# What is needed
Which lines come from the start of the records through the line that holds "Otherwise the code"? Write them out word for word.

--- Records to use ---

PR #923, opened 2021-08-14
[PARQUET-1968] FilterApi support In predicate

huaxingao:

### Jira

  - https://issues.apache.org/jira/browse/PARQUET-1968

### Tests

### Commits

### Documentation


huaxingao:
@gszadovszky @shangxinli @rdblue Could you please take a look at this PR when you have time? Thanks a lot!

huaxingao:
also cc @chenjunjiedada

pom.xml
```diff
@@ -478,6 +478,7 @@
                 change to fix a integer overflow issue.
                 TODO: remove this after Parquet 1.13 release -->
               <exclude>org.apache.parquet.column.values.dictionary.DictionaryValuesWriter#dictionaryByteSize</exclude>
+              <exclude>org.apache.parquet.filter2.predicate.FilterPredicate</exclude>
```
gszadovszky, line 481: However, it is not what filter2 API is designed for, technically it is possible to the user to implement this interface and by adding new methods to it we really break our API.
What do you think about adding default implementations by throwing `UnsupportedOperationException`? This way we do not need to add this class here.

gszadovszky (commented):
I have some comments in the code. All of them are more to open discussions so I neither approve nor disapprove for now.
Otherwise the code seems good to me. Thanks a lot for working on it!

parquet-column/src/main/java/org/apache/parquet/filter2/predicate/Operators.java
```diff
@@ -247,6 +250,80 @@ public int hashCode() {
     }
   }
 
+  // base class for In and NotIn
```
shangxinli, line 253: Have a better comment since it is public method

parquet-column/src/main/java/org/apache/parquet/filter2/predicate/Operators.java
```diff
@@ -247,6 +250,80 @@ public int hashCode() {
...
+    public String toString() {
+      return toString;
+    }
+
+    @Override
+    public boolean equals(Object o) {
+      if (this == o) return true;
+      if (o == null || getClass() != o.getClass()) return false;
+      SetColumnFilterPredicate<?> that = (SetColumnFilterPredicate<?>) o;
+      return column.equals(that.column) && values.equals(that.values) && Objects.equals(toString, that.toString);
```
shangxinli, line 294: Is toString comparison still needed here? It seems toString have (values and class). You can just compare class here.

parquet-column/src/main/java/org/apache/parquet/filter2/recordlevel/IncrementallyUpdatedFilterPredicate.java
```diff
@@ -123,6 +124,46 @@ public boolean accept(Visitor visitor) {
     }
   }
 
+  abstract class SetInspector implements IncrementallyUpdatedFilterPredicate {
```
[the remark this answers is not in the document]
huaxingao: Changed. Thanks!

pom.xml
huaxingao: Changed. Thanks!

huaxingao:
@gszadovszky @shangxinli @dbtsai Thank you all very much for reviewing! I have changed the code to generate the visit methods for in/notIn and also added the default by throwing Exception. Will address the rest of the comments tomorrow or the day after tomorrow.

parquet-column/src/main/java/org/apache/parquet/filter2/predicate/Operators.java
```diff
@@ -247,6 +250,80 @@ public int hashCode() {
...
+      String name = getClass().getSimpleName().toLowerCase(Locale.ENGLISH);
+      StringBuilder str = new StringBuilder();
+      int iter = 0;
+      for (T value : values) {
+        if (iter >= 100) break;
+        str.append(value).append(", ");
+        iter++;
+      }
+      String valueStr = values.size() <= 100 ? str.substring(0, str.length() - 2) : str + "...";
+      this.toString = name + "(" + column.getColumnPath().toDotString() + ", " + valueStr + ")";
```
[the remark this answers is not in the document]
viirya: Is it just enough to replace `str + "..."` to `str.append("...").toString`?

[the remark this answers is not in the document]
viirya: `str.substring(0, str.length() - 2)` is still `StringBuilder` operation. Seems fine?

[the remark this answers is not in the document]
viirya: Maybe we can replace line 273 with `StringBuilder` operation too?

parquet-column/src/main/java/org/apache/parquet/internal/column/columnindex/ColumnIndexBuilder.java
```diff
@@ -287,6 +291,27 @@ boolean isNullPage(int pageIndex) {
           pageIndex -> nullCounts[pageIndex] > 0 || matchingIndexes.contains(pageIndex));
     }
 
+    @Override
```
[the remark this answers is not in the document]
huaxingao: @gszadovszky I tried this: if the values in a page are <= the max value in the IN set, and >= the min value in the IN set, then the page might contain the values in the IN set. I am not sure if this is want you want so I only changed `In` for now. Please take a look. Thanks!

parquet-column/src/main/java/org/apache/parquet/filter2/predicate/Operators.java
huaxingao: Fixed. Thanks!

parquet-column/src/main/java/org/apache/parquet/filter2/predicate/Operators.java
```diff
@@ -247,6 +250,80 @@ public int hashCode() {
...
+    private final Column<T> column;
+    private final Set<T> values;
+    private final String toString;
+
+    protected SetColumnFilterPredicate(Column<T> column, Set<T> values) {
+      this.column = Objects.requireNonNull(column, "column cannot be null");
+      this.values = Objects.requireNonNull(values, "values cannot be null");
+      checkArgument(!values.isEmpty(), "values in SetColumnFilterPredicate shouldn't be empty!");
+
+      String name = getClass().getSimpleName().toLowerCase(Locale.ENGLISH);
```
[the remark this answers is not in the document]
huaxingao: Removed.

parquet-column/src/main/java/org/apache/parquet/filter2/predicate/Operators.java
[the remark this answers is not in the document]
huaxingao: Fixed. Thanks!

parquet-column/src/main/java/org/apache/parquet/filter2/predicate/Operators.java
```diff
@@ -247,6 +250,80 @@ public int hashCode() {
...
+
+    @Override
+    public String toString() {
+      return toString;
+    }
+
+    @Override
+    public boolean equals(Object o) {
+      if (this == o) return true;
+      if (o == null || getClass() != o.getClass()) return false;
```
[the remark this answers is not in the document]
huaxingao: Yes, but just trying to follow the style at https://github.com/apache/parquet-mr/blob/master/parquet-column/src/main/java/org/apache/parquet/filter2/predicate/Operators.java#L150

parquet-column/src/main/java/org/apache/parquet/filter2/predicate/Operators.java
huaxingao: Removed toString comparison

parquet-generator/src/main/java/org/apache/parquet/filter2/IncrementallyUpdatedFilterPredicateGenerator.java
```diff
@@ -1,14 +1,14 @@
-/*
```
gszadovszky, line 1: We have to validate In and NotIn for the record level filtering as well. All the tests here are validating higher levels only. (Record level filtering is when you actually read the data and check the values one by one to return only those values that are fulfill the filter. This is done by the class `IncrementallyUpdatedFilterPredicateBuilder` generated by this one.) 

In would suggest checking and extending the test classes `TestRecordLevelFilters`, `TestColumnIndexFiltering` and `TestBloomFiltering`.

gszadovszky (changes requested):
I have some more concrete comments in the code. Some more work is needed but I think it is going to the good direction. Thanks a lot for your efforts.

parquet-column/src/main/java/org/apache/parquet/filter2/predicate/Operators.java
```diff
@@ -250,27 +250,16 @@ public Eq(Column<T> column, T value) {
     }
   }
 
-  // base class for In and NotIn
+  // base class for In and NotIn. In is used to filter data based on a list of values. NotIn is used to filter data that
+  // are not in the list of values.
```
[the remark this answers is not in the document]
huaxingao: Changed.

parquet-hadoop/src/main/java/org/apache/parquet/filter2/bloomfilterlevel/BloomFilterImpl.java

---

# Output for this task
PR #923, opened 2021-08-14
[PARQUET-1968] FilterApi support In predicate

huaxingao:

### Jira

  - https://issues.apache.org/jira/browse/PARQUET-1968

### Tests

### Commits

### Documentation


huaxingao:
@gszadovszky @shangxinli @rdblue Could you please take a look at this PR when you have time? Thanks a lot!

huaxingao:
also cc @chenjunjiedada

pom.xml
```diff
@@ -478,6 +478,7 @@
                 change to fix a integer overflow issue.
                 TODO: remove this after Parquet 1.13 release -->
               <exclude>org.apache.parquet.column.values.dictionary.DictionaryValuesWriter#dictionaryByteSize</exclude>
+              <exclude>org.apache.parquet.filter2.predicate.FilterPredicate</exclude>
```
gszadovszky, line 481: However, it is not what filter2 API is designed for, technically it is possible to the user to implement this interface and by adding new methods to it we really break our API.
What do you think about adding default implementations by throwing `UnsupportedOperationException`? This way we do not need to add this class here.

gszadovszky (commented):
I have some comments in the code. All of them are more to open discussions so I neither approve nor disapprove for now.
Otherwise the code seems good to me. Thanks a lot for working on it!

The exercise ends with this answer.